The raw images were analyzed by three experienced radiologists; Radiologist 1 (B.S.) with 8.5 years of experience, Radiologist 2 (S.R.) with 8 years of experience and Radiologist 3 (V.P.S.) with 4 years of experience in interpreting CT and MR. The following features were recorded: (1) Wall thickness – <3 mm/3–10 mm/>10 mm; (2) Intramural nodules: intramural nodules were defined as well-defined nodular areas within the gallbladder wall appearing hypodense on CT and hyperintense/hypointense on T2w/T1w images, respectively; (3) Pericholecystic fat stranding; (4) Pattern of wall thickness – focal/diffuse/polypoidal. Focal wall thickening was defined as involvement of <50% of the gallbladder wall. Diffuse gallbladder wall thickening was defined as involvement of >50% of the gallbladder wall. Polypoidal wall thickening was defined as focal polypoidal projections of the gallbladder wall; (5) Transient hepatic attenuation/intensity difference (THAD/THID) adjacent to the gallbladder fossa region: THAD/THID was defined as the difference in liver parenchymal enhancement adjacent to the gallbladder that was visible during the hepatic arterial phase; (7) Fat within the gallbladder wall.
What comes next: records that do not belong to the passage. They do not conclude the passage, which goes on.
PR #5076, opened 2023-05-23
refactor: improve testbench api

ugur-vaadin:
## Description

This PR addresses some shortcomings and issues discovered during the Start integration of `SideNav`. 

Improvements regarding item access through the component:
- `includeChildren` option for `SideNavElement.getItems`
- querying items with the new `SideNavElement.getItemByPath` and `SideNavElement.getItemByLabel`
- getting the active item with the new `SideNavElement.getSelectedItem`

Improvements regarding the individual items:
- `includeChildren` option for `SideNavItemElement.getItems`
- a separate way of clicking the anchor via `SideNavItemElement.clickAnchor`
- `SideNavItemElement.navigate` was renamed to `SideNavItemElement.click` (overrides the regular `click`)
- getting the path via `SideNavItemElement.getPath`
- bug fix in `SideNavItemElement.getLabel`

Note: Should be back-ported to v24.1.

No related issue.

## Type of change

- [ ] Bugfix
- [ ] Feature
- [x] Refactor

## Checklist

### DIFF
--- a/vaadin-side-nav-flow-parent/vaadin-side-nav-testbench/src/main/java/com/vaadin/flow/component/sidenav/testbench/SideNavElement.java
+++ b/vaadin-side-nav-flow-parent/vaadin-side-nav-testbench/src/main/java/com/vaadin/flow/component/sidenav/testbench/SideNavElement.java
@@ -41,7 +41,7 @@ public class SideNavElement extends TestBenchElement {
         return hasAttribute("collapsible");
     }
 
-    public void clickExpandButton() {
+    public void toggle() {
         final WebElement element = getWrappedElement().getShadowRoot()
                 .findElement(By.cssSelector("summary[part='label']"));
         executeScript("arguments[0].click();", element);
--- a/vaadin-side-nav-flow-parent/vaadin-side-nav-testbench/src/main/java/com/vaadin/flow/component/sidenav/testbench/SideNavElement.java
+++ b/vaadin-side-nav-flow-parent/vaadin-side-nav-testbench/src/main/java/com/vaadin/flow/component/sidenav/testbench/SideNavElement.java
@@ -51,6 +51,7 @@ public class SideNavElement extends TestBenchElement {
             throw new NoSuchElementException(
                     "Nav does not contain a toggle button", e);
         }
+        // click() on elements in shadow DOM does not work with Chrome driver
         executeScript("arguments[0].click();", element);
     }
 
--- a/vaadin-side-nav-flow-parent/vaadin-side-nav-testbench/src/main/java/com/vaadin/flow/component/sidenav/testbench/SideNavElement.java
+++ b/vaadin-side-nav-flow-parent/vaadin-side-nav-testbench/src/main/java/com/vaadin/flow/component/sidenav/testbench/SideNavElement.java
@@ -17,6 +17,7 @@ package com.vaadin.flow.component.sidenav.testbench;
 
 import java.util.List;
 import java.util.stream.Collectors;
+import java.util.stream.Stream;
 
 import org.openqa.selenium.By;
 import org.openqa.selenium.WebElement;
@@ -32,16 +33,6 @@ import com.vaadin.testbench.elementsbase.Element;
 @Element("vaadin-side-nav")
 public class SideNavElement extends TestBenchElement {
 
-    public List<SideNavItemElement> getItems() {
-        // get only the direct vaadin-side-nav-item of this vaadin-side-nav
-        return wrapElements(findElements(By.xpath("vaadin-side-nav-item")),
-                getCommandExecutor())
-                .stream()
-                .map(testBenchElement -> testBenchElement
-                        .wrap(SideNavItemElement.class))
-                .collect(Collectors.toList());
-    }
-
     public String getLabel() {
         return $("span").attributeContains("slot", "label").first().getText();
     }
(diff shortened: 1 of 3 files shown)


vaadin-side-nav-flow-parent/vaadin-side-nav-testbench/src/main/java/com/vaadin/flow/component/sidenav/testbench/SideNavElement.java
```diff
@@ -56,4 +47,32 @@ public void clickExpandButton() {
         executeScript("arguments[0].click();", element);
     }
 
+    public List<SideNavItemElement> getItems(boolean includeChildren) {
```
sissbruecker, line 50: I think we should keep an overload without the boolean param that returns items without nested children.

vaadin-side-nav-flow-parent/vaadin-side-nav-testbench/src/main/java/com/vaadin/flow/component/sidenav/testbench/SideNavItemElement.java
```diff
@@ -53,17 +56,28 @@ public boolean isActive() {
...
     }
 
-    public String getLabel() {
-        final WebElement unnamedSlot = getWrappedElement().getShadowRoot()
-                .findElement(By.cssSelector("slot:not([name])"));
-        return (String) executeScript(
-                "return arguments[0].assignedNodes()[0].textContent;",
-                unnamedSlot);
+    @Override
+    public void click() {
```
sissbruecker, line 60: `navigate` would at least give you an idea what it does, with `click` you won't know if it triggers navigation or if it toggles the expanded state (or both?).

Maybe we should have `navigate` and `toggleExpanded`. The implementations could also be improved to check if the respective elements (anchor, toggle button) actually exist, and throw a meaningful exception otherwise. It looks like the methods for clicking the anchor / toggle button would currently just result in a script error.

vaadin-side-nav-flow-parent/vaadin-side-nav-testbench/src/main/java/com/vaadin/flow/component/sidenav/testbench/SideNavItemElement.java
```diff
@@ -53,17 +56,28 @@ public boolean isActive() {
...
+        click(1, 1);
+    }
+
+    public void clickAnchor() {
+        executeScript("arguments[0].click();", getWrappedElement()
+                .getShadowRoot().findElement((By.cssSelector("a"))));
     }
```
sissbruecker, line 67: If `click` does the same as `navigate` did before, why do we need this?

The click could probably be triggered through the Selenium API rather than running a script.

vaadin-side-nav-flow-parent/vaadin-side-nav-testbench/src/main/java/com/vaadin/flow/component/sidenav/testbench/SideNavElement.java
ugur-vaadin: I could not be sure about the naming. At first, I was thinking of going with something like `getDirectChildItems` and `getItemsRecursively`. Do you have a suggestion?

sissbruecker: I think the current name is fine, just add an overload and maybe tune the param name to use `nested` and `items`:
```java
List<SideNavItemElement> getItems();
List<SideNavItemElement> getItems(boolean includeNestedItems);
```

vaadin-side-nav-flow-parent/vaadin-side-nav-testbench/src/main/java/com/vaadin/flow/component/sidenav/testbench/SideNavItemElement.java
ugur-vaadin: During the Start integration, we discovered that `navigate` will not work with `click(1,1)` implementation when the drawer is hidden. However, the `click` does not trigger navigation at all, if not overridden. I don't have a quick solution to do them both as I haven't debugged it to see why it is the case. But in the unofficial `AppNav` component in Start had its separate TestBench classes and it used the logic of `getAnchor().click()` to navigate. The `click` not working by itself can be addressed separately I guess. Also, it might be a bug in the component itself.

So, I can 
- revert the name to `navigate`
- use the logic in `clickAnchor` to solve the hidden drawer issue 
- remove the `click` override
- use only `navigate` on tests

How does it sound?

vaadin-side-nav-flow-parent/vaadin-side-nav-testbench/src/main/java/com/vaadin/flow/component/sidenav/testbench/SideNavItemElement.java
ugur-vaadin: The thing is, `click` should do both. If an item is not navigable and has child items, a click should result in expanding the item. However, like I mentioned in the other thread, how the clicks are handled in the component needs to be debugged to be certain. It might be a bug. There is a test `clickNonNavigableParent_childNodesDisplayed` which checks this double behaviour. The reason I included both is to still have an API that covers the test cases, and also provide a direct way to handle navigation through the anchor.

Throwing a meaningful exception makes sense. There are enough lines that result in script errors already.

vaadin-side-nav-flow-parent/vaadin-side-nav-testbench/src/main/java/com/vaadin/flow/component/sidenav/testbench/SideNavElement.java
ugur-vaadin: Done.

On CT, fat was depicted by attenuation of −20 to −120 HU. MR chemical shift imaging was used to depict intramural fat; (8) Mucosal lining – continuous/discontinuous; (9) Gallbladder calculi; (10) Infiltration into adjacent structures (liver, duodenum, hepatic flexure, anterior abdominal wall; (11) Biliary dilatation; (12) Locoregional lymph nodes; (13) Complications if any – abscess, gallbladder perforation and malignant transformation.

Results

Out of total 30 cases, 17 cases underwent CECT (contrast-enhanced computed tomography) and 13 cases underwent MRI (magnetic resonance imaging). Our institutional protocol consists of an ultrasound examination with MRI in clinically suspected cases of gallbladder pathology. CECT is performed when gallbladder malignancy is suspected. The age in our study varied from 15 to 83 years. Nineteen cases (63.3%) were male and 11 cases (36.6%) were female. The majority of cases had wall thickness in the range of 3 to 10 mm; it was seen in 24 cases (80%). Four cases had wall thickness larger than 10 mm. Two cases had normal wall thickness. Discontinuous mucosal lining was seen in 22 cases (73.3%) and most of these cases had an associated intramural nodule/collection adjacent to the site of mucosal discontinuity (Figures 1–3). The remaining 8 cases had a continuous mucosal lining. Discontinuous mucosal lining was seen in all cases of XGC with gallbladder wall thickness >10 mm, in 18 cases with wall thickness between 3–10 mm and in no cases with normal wall thickness (<3 mm); this was found to be statistically significant (p=0.03). The most common pattern of wall thickness was diffuse and it was seen in 23 cases (76.6%), whereas focal wall thickening was seen in only 3 cases (10%) and polypoidal thickening in 2 cases. The two cases of polypoidal thickening had overlapping features of XGC and gallbladder carcinoma on histopathology (Figure 4).
Figure 1

A 48-year-old female with xanthogranulomatous cholecystitis. Axial CECT image demonstrating multiple hypodense intramural nodules (arrows) with a mucosal defect and associated intramural and hepatic collection (asterisk).

Figure 2

Discontinuous mucosal lining in xanthogranulomatous cholecystitis. Axial T2-weighted MR image showing diffusely thickened gallbladder wall with discontinuous mucosal lining (arrow). Tiny T2-weighted hyperintense intramural nodules are also seen in the fundal region (arrowhead).

Figure 3

Discontinuous mucosal lining and infiltration in XGC. Axial CECT image demonstrating diffuse thickening of gallbladder wall with irregular mucosal lining and loss of fat planes within the anterior abdominal wall (interrupted arrow) and the hepatic flexure of the colon (solid arrow).

Figure 4

A 48-year-old female with concurrent xanthogranulomatous cholecystitis and carcinoma of gallbladder. Axial CECT image demonstrating polypoidal thickening in the fundal region (white arrow) associated with infiltration into the adjoining hepatic parenchyma (asterisk). Also seen is bilobar intrahepatic biliary dilatation (black arrows).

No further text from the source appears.